Amy Junker - Analyst
Great. That was very helpful. Thank you.
Harry Hawks - CFO
You bet.
Operator
Your next question comes from the line of Sara Gubins with Bank of America. Please proceed.
Sara Gubins - Analyst
Yes. Good morning. Ron, talk about your outlook on funding for 2012, you mentioned that you think it may be down in some key states?
Ron Packard - Founder, CEO
We certainly think that states, as I said, states are facing large budget gaps. They are looking to close them in a lot of cases education funding will take a hit. So we expect several states to see the funding go down. There are some others that won't go down and will be flat, and there are probably several that will be up a little bit.
I expect overall that we have been seeing it the last taw or three years, and we will see another year of it. I am encouraged to see tax revenues go up so much, what I am hoping by 2013 the revenue is caught up, and we won't have to see the big budget gaps and cuts.

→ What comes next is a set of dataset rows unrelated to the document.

PR #3783, opened 2024-03-09
Collapses edge mimic turfs down into a single shared type.

MistakeNot4892:
## Description of changes
Merges mimic_edge types down to a base type.

We don't need all three separate types implementing identical behavior.

## Authorship
Myself.

## Changelog
Nothing player-facing.


out-of-phaze (approved):

out-of-phaze (changes requested):
~~Needs a map migration file, actually, but after that it'll be good.~~ wait, these are automatically spawned, nevermind

out-of-phaze (approved):

PR #3784, opened 2024-03-09
Removes /turf/simulated/shuttle.

MistakeNot4892:
## Description of changes
- Replaces `/turf/simulated/shuttle` with `/turf/simulated/wall/shuttle`.
- Breaks `shuttle.dmi` up between the various places it's used.
- Adds a unique turf ID that is checked when walls are blending together.

`/simulated` must die. Also adds some more flexibility to mapping in general.

## Authorship
Myself.

## Changelog
Nothing player-facing.


out-of-phaze (changes requested):
Needs a map migration file, but after that it's good to go.

out-of-phaze (approved):

PR #4585, opened 2024-11-28
Intents are now /decl/intent.

MistakeNot4892:
## Description of changes
- Adds getters/setters and helpers to intent checking, replacing all use of `a_intent`.
- Rewrites intent selectors to condense/improve code and remove separate intent tracking.
- Removes direct intent setting on mob definitions in favour of setting via AI init.
- Changes intent strings to `/decl/intent` with handling/validation for such.
- Removes `intent_numeric()` in favour of using get_next_in_list() and get_previous_in_list() for hotkey cycling.
- Removes outdated robot intent selector limitations.
- Adds intent flags preferentially used check checking intent, rather than strict intent types.

This is more or less just an infrastructure update to support dynamic intents when I get to them, but it does also clean up some 12 year old crufty code. Tested with humans, robots and nymphs.

## Authorship
Myself.

## Changelog
Nothing player-facing.


MistakeNot4892:
There's a good chance the deity changes break deity, but I am intending to delete it shortly so I am not going to test it.

MistakeNot4892:
Need to retest with the diona and psionics changes.

MistakeNot4892:
Commented out nymph intents/intent selectors entirely, they need the full selector for interactions to work and I am unwilling to do more icon work for this PR to fix such a niche side of it. Will revisit with future intent PRs.

out-of-phaze (dismissed):
I'm not super sure why they're flags now, is it so you can check if someone has either of two intents? That makes sense, I guess...

MistakeNot4892:
> I'm not super sure why they're flags now, is it so you can check if someone has either of two intents? That makes sense, I guess...

Initially it was so the binary intent selector could be both harm and grab or disarm and hurt. That broke interactions though. I could roll it back if desired but it might be useful down the track.

out-of-phaze (approved):
36hrs with conflict resolution, looks good to go for testing on dev

PR #4587, opened 2024-11-30
Adding a priority list system for mouse cursor icons.

MistakeNot4892:
## Description of changes
Adds infrastructure for handling mouse pointer overrides.

I need to start adding more cursors for bows and melee weapons so need some infrastructure.

## Authorship
Myself.

## Changelog
Nothing player-facing.


MistakeNot4892:
Fixes/improvements to sideport from my melee branch, DNM.

code/modules/client/mouse_pointer/_mouse_pointer.dm
```diff
@@ -0,0 +1,69 @@
...
+/client/proc/add_mouse_pointer(pointer_type, pointer_priority = 1, icon_index = 1)
+
+	var/decl/mouse_pointer/pointer_decl = GET_DECL(pointer_type)
+	if(!isnum(icon_index) || icon_index < 1 || icon_index > length(pointer_decl.icons))
+		CRASH("Invalid icon_index passed to add_mouse_pointer() for [pointer_type].")
+
+	// Is an identical pointer already being tracked?
+	var/pointer_icon = pointer_decl.icons[icon_index]
+	if(pointer_type in _mouse_pointers)
+		var/list/comparing = _mouse_pointers[pointer_type]
```
out-of-phaze: not hot code, but i would personally do something like
```suggestion
	var/list/comparing = _mouse_pointers?[pointer_type]
	if(comparing)
```
i'm a little wary of using `in` on assoc lists because a lookup is faster, iirc. again, not performance critical and arguably the current code is easier to understand

code/modules/client/mouse_pointer/_mouse_pointer.dm
```diff
@@ -0,0 +1,69 @@
...
+	if(LAZYLEN(_mouse_pointers) > 1)
+		_mouse_pointers = sortTim(_mouse_pointers, /proc/cmp_priority_list, TRUE)
+		need_update = TRUE
+
+	// Refresh if needed.
+	if(need_update)
+		update_mouse_pointer()
+
+/client/proc/remove_mouse_pointer(pointer_type)
+	if(!LAZYLEN(_mouse_pointers) || !_mouse_pointers[pointer_type])
```
out-of-phaze: could be written more succinctly by using the null indexing operator. just down to personal preference though
```suggestion
	if(!_mouse_pointers?[pointer_type])
```

code/modules/client/mouse_pointer/mouse_pointer_definitions.dm
```diff
@@ -0,0 +1,31 @@
...
+			"",
+			"over",
+			"drag",
+			"drop",
+			"all"
+		)
+		for(var/icon in icons)
+			for(var/check_state in check_states)
+				if(!check_state_in_icon(check_state, icon))
+					. += "missing state '[check_state]' from icon '[icon]'"
```
out-of-phaze, line 24: i wonder if it would be possible to make a helper that checks multiple icon states faster? either through list intersection or some other method. not necessary for functionality but i figure this is probably done elsewhere

code/modules/client/mouse_pointer/mouse_pointer_definitions.dm
```diff
@@ -0,0 +1,31 @@
...
+	else
+		. += "null or empty icon list"
+
+// Subtypes for use in add_mouse_pointer() below.
```
out-of-phaze, line 28: there is nothing below :)

code/modules/mob/mob_defines.dm
```diff
@@ -70,9 +70,6 @@
 	*/
 	var/obj/screen/zone_selector/zone_sel = null
 
-	/// Cursor icon used when holding shift over things.
-	var/examine_cursor_icon = 'icons/effects/mouse_pointers/examine_pointer.dmi'
```
out-of-phaze, line 74: for parity with the prior system we could specify an examine cursor *decl* on mob instead

out-of-phaze (dismissed):
honestly i kind of assumed this would be using `/datum/priority_queue`, but this is fine too, especially since that type is super old

code/modules/mob/mob_defines.dm
MistakeNot4892: I don't understand what you mean by parity with the prior system. This var was never changed or used outside of being passed to the pointer.

code/modules/client/mouse_pointer/mouse_pointer_definitions.dm
MistakeNot4892: The only thing you'd save would be lookup time in the icon_states cache, doesn't seem worth the additional complexity for the sake of unit tests. Wouldn't oppose it, but not going to touch that proc in this PR.

LowFP:
Is there a cursor size? I can try making some.

MistakeNot4892:
The existing icon is 32x32

code/modules/client/mouse_pointer/mouse_pointer_definitions.dm
MistakeNot4892: image

out-of-phaze: i misunderstood and thought it meant the proc was below lol

code/modules/mob/mob_defines.dm
out-of-phaze: mostly that it's a mob var that can be overridden

out-of-phaze (approved):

Fortunately for us, our business is scaling and the marginal student is obviously better than the average, so we are able to continually improve our cost structure to more than make up for these funding cuts. I would never have thought ten years ago you would ever see an environment where you would have three or four years straight of cuts, but I think that is what we are in as a total portfolio across the states.
Sara Gubins - Analyst
Do you have any sense of the magnitude of the cuts we will see in 2012 versus 2011?
Ron Packard - Founder, CEO
I am guessing they will be similar to what we have seen in the past year or two. It is hard to tell because obviously I will be able to answer that a lot better in three months, as the states are all in session figuring that out. And it is hard to tell where the budget gap closures, and how real the budget gaps are. At least in terms of magnitude. So it is a little early to answer that question. It is just hard.
And we have to take that number and balance it by the number of kids we have in each state. You are seeing Governors like Governor Brown in California saying that we aren't going it take it out of K12 funding, they will just hold that, and it will come from somewhere else. It is very hard to tell at this stage. But my general outlook when I look at the gaps the states are saying they have, and it is not clear how much of them they have taken into account where their tax revenues are increasing. But generally it is hard, you have to believe they are going to be down.
Sara Gubins - Analyst
Okay. And then just an update on potential areas for further cost cutting?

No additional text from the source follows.